Maybe a better way to get a frame of reference is to outline the time you have and outline your short, medium and long term goals, and then see about making the most of it. If you have 10 training hours a week, then you can put energy into x,y and z. If you have 20 training hours per week, then you could do a, b, and c. 

I think using professionals for a reference is unrealistic. There are some very accomplished amateurs around here who could really help you dial into a training program that suits your time and your goals.


----------



## Creakyknees (Sep 21, 2003)

Welcome to the sport. There's a racing and training forum here, and also a coaching forum. Lots of good advice and opinions to be had.


----------



## robdamanii (Feb 13, 2006)

Xcelerate said:


> Being new to cycling in general, I have no frame of reference for what a professional week of training is. A Google search for "Lance Armstrong training schedule" doesn't give what I'm looking for.
> 
> I know with running, the world's best usually do twice a day every day with a weekly total of about 130-140 miles (for 3000m+ runners). In that week, there is usually 2-3 hard interval or threshold runs. I would imagine most cyclists measure time instead, but do they follow this same general pattern?
> 
> ...


Do you have 40 hours a week to train?

Yes? 

Then you'll be able to have a "pro schedule."

No?

Welcome to the rest of the mortal world.


----------



## Xcelerate (Mar 23, 2011)

Oops sorry. I must have overlooked that. Would a mod mind moving this thread? Thanks.


----------



## Xcelerate (Mar 23, 2011)

No, I don't want to train like a pro obviously. I wanted a frame of reference to base my own training off of.


----------



## Dajianshan (Jul 15, 2007)

I work a lot and have a wife who says she enjoys my company, so with my time I do 3-4 training days per week. 

Monday: Slow Recovery With Wife
Wednesday: 50k Time Trial (Full Effort)
Thursday: Interval Training (Hill)
Saturday or Sunday: Hard Endurance Ride (140-220km) 

1) Training
2) Diet
3) Rest


----------



## RJP Diver (Jul 2, 2010)

Xcelerate said:


> No, I don't want to train like a pro obviously. I wanted a frame of reference to base my own training off of.
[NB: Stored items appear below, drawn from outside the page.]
PR #13642, opened 2025-04-23
📝 Clarify guidance on using `async def` without `await`

swastikpradhan1999:
### Summary
This PR improves the clarity of the **"Concurrency and async/await"** section in the documentation.

The original sentence: *"If your application (somehow) doesn't have to communicate with anything else and wait for it to respond, use async def."*

has been updated to:

*"If your application doesn't need to communicate with anything else or await a response, it's still safe to use `async def` -- even if there's nothing to `await`."*

### Why this change?
The original phrasing could be misinterpreted as recommending `async def` *even when it’s not useful*. The new wording keeps the reassuring tone but clarifies that using `async def` without `await` is safe — not required.

 Notes
- This update aims to reduce confusion, especially for developers new to asynchronous programming in Python.
- No functional or structural changes were made to the documentation layout.

### DIFF
--- a/docs/en/docs/async.md
+++ b/docs/en/docs/async.md
@@ -40,7 +40,7 @@ def results():
 
 ---
 
-If your application doesn't need to communicate with anything else or await a response, it's still safe to use `async def` -- even if there's nothing to `await`.
+If your application (somehow) doesn't have to communicate with anything else and wait for it to respond, use `async def`, even if you don't need to use `await` inside.
 
 ---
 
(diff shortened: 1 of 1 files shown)


svlandeg (approved):
Thanks!

tiangolo:
Thanks! I updated it a bit to revert some of the changes but clarify the intention.

The idea is that when people have something that could block the event loop, they *should* use regular `def` functions, because those are run in a thread worker.

But when they don't have something that would block the event loop, they would get better performance with async functions, because those are not run in a thread worker.

That's why the intention of the phrasing is more like a "should" than a "could".

Thanks! :coffee:

tiangolo (approved):

PR #13674, opened 2025-05-01
✅ Improve test coverage

Walancy:


YuriiMotov (changes requested):
@Walancy, thanks for the interest and efforts!

Could you please provide some reasoning on why we need all these tests? Have you checked all these cases are missed?

Also, we must use English language only. Using other languages makes it hard for others to review and maintain this code.

Lastly, some tests failed with Pydantic V1

PR #13680, opened 2025-05-03
📝 Swap install and run code sections order in `docs/tutorial/index.md`

liby:
## Description

This PR changes the order of sections in the tutorial index files across multiple language translations. It moves the "Install FastAPI" section before the "Run the code" section, which is more logical since users need to install FastAPI before they can run any code examples.

## Changes

- Reordered sections in `docs/tutorial/index.md` files for the following languages:
  - English (en)
  - Simplified Chinese (zh)
  - Traditional Chinese (zh-hant)
  - Spanish (es)
  - German (de)
  - Portuguese (pt)
  - Indonesian (id)
  - Japanese (ja)
  - Korean (ko)
  - Polish (pl)
  - Russian (ru)
  - Ukrainian (uk)
  - Vietnamese (vi)
  - Emoji version (em)
  - French (fr)

## Motivation

The original order was inconsistent with the natural flow of onboarding new users. It makes more sense to first explain how to install FastAPI before showing users how to run code examples, as installation is a prerequisite for running the code.

## Checklist

- [x] I have read the [Contributing Guide](https://fastapi.tiangolo.com/contributing/)
- [x] Documentation content is consistent across all translations
- [x] No code examples were modified, only the section order


YuriiMotov (commented):
@liby, thanks for the suggestion!

I think there is no need to change the order of sections here.

"Run the code" section just shows how the process looks like, it doesn't require any immediate actions from user (there is no code at this point). So, readers don't need to know how to install FastAPI to understand this section

liby:
If we’re already putting the code demo and installation guide together in the same section, why not arrange them in a way that’s more ergonomic and user-friendly?

YuriiMotov:
> If we’re already putting the code demo and installation guide together in the same section, why not arrange them in a way that’s more ergonomic and user-friendly?

I understand your frustration..
But to merge this we need to review it twice (I should review it carefully and approve, then Sebastián will need to take a look and take a final decision).
We have a lot of PRs and limited time, so we need to set priorities.

Hope for your understanding

PR #13689, opened 2025-05-06
♻️ Create `dependency-cache` dict in `solve_dependencies` only if `None` (don't re-create if empty)

bokshitsky:
Hello,
Current code:
1) Creates new `dependency_cache` dictionary inside `solve_dependencies` function if passed `dependency_cache` parameter is None or empty.
2) As a result of (1) `dependency_cache.update(solved_result.dependency_cache)` is required at every iteration of dependencies solving, because `solved_result.dependency_cache` returned by recursion can be either same as `dependency_cache` (if at least one dependency was already stored in cache) or new dict (on first iterations of recursion where empty cache is passed to recursive function)

This behaviour adds a bit complexity to the code and spends (albeit a little) more CPU and memory resources.

My proposal:
1) always create dependency cache on first iteration of recursive dependency solving and pass created cache instance to all subsequent calls. Do not exchange cache dict on first steps of recursion iterations if passed dict was empty.
2) Now `dependency_cache.update(solved_result.dependency_cache)` is not required, because one `dependency_cache ` is used over all dependency solving process.


bokshitsky:
@tiangolo hi, may I ask you or any other maintainer to look my PR?

bokshitsky:
@YuriiMotov sorry for mention you, can you please give any advice that can I do to move this PR further?

I think these changes a pretty safe and improve a bit performance and mem-print, although in my company we need them to remove hacks relates to manual solve_dependencies usage out of fastapi-http-scope

YuriiMotov (approved):
LGTM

Here's a useful rule of thumb for a frame of reference:

You.....................................................................................................Them

:aureola:


----------



## robdamanii (Feb 13, 2006)

RJP Diver said:


> Here's a useful rule of thumb for a frame of reference:
> 
> You.....................................................................................................Them
> 
> :aureola:


/\
This...

There's a HUGE difference between pro and recreational training plans. HUGE.
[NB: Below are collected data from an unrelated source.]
PR #14104, opened 2025-09-22
tests: add empty - string ('?q=') case --> 422 for regex validated qu…

EnamSingh:
Problem: ?q= sends an empty string (not None) and should fail ^fixedquery$ → 422.

Change: Add a test next to existing “no_query” and “fixedquery” cases.

Why: Complements docs clarification; prevents regressions.

Testing: Ran file-only and tutorial subset locally.

### DIFF
--- a/tests/test_regex_deprecated_params.py
+++ b/tests/test_regex_deprecated_params.py
@@ -70,7 +70,38 @@ def test_query_params_str_validations_item_query_nonregexquery():
             ]
         }
     )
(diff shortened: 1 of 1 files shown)


YuriiMotov:
@EnamSingh, thanks for your interest!

The right place to add such test would be `tests/test_query.py`. And the test should be just "sendint the empty query parameter results in empty string recieved"

PR #14105, opened 2025-09-23
docs: clarify unsupported QUERY method + test

ethicalzeus07:
This PR clarifies that FastAPI only supports standard HTTP methods (RFC 7231).

- Added a note in docs about unsupported non-standard methods like QUERY
- Added a small test to confirm that app.query is invalid

Related to issue #12965

### DIFF
--- a/docs/en/docs/advanced/path-operation-advanced-configuration.md
+++ b/docs/en/docs/advanced/path-operation-advanced-configuration.md
@@ -202,3 +202,9 @@ Here we reuse the same Pydantic model.
 But the same way, we could have validated it in some other way.
 
 ///
+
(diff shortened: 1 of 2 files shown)


YuriiMotov:
@ethicalzeus07, thanks for you interest!

I think we don't need such clarifications..
We should describe in the docs features that are supported by FastAPI.
We have [API reference](https://fastapi.tiangolo.com/reference/fastapi/) - it should be clear that if there is no such method, then it's not supported.

If we choose the way of describing all things we don't support, documentation will get bloated and less readable.
People who don't find this in docs will just go to issues\discussions and find discussions about this.

PR #14107, opened 2025-09-23
fix(security): add realm to Basic Auth WWW-Authenticate header (RFC 7617 compliance)

jsibitoye:
**Description**

This PR fixes the WWW-Authenticate header for HTTP Basic Auth to comply with RFC 7617 §2, which requires a realm attribute in the authentication challenge.

**Motivation**

Without the realm attribute, some HTTP clients may reject the authentication challenge or behave inconsistently. Adding the realm ensures proper interoperability and standards compliance.

**Changes**

Updated fastapi/security/http.py to include realm="fastapi" in the WWW-Authenticate header.

Updated affected tests to match the expected header:

tests/test_httpbasic_realm.py

tests/test_security_http_basic_optional.py

tests/test_tutorial/test_tutorial006.py

**Notes**

All existing tests pass after modification.

### DIFF
--- a/fastapi/security/http.py
+++ b/fastapi/security/http.py
@@ -189,10 +189,10 @@ class HTTPBasic(HTTPBase):
     ) -> Optional[HTTPBasicCredentials]:
         authorization = request.headers.get("Authorization")
         scheme, param = get_authorization_scheme_param(authorization)
-        if self.realm:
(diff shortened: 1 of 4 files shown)


YuriiMotov:
@jsibitoye, thanks for your interest!

We already have https://github.com/fastapi/fastapi/pull/13511

Could you please explain why we need this one as it's a duplicate of #13511 ?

Try reading Joe Friels "Cyclist's Training Bible" for some good advice on starting up.


----------



## Xcelerate (Mar 23, 2011)

So can someone who has sympathy for a newb answer my questions please?
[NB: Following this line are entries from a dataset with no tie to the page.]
PR #14115, opened 2025-09-25
📝 Fix CORS tutorial inconsistency with `allow_credentials=True` and wildcard values in `allow_methods`/`allow_headers`

FlaviusRaducu:
# Overview
[The CORS documentation](https://github.com/fastapi/fastapi/blob/master/docs/en/docs/tutorial/cors.md) states the following:

> None of allow_origins, allow_methods and allow_headers can be set to ['*'] if allow_credentials is set to True. All of them must be [explicitly specified](https://developer.mozilla.org/en-US/docs/Web/HTTP/CORS#credentialed_requests_and_wildcards).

Thanks robdamanii for the book link. I will check it out.


----------



## Xcelerate (Mar 23, 2011)

Okay, well I have about 20-25 hours a week available for training. My goal for this upcoming year is simply to build the biggest aerobic base I can. I may enter some races (time trial only), but I don't want to peak for these races, really just train through them. Currently, I've built up over the last 3 months to about 2x20 miles per day (on a $70 Huffy of course). I've just recently discovered the online community of cycling though.

Basically, I'm not sure if the way I'm doing it is optimal, which is why I was looking for advice. Maybe "pro" isn't the right way to describe it then for cycling (in running, you basically copy what the pro's do, but less of it). Let me rephrase it as, what do experienced riders do? Would it be better for me to do 3x80 miles a week instead of training all 7 days? I have no clue really.

Oh, and of course before the time trial races I will have a nicer bike by then, but I didn't think training quality was affected by what type of bike you had.


----------



## spade2you (May 12, 2009)

As others have mentioned, Friel's book is great for training. It's very informative, but a little on the dry side. 

It sounds like you have the time to ride a lot, but there's a lot to training for road racing. It's nice that you can log that many miles, but you also need to start putting focus on intensity, as well as incorporating adequate rest between hard efforts. 

Long story short, there are times to ride endurance, hard efforts, intervals, rest weeks, etc. A key is to do them at the suggested intensity/duration and understand when to do them. The ultimate goal is to build fitness to peak at desired times. This will mean that you'll be below that level other times. Trying to stay in peak form at all times sounds nice, but will often lead to plateauing or burning out.


----------



## wim (Feb 28, 2005)

spade2you said:


> you also need to start putting focus on intensity, as well as incorporating adequate rest between hard efforts.


That's really the key and, in my experience, something that runners often have a problem with. It's just a hypothetical construct, but training for cycling success would be like a runner training to be good at marathons, mile runs and 100-yard dashes.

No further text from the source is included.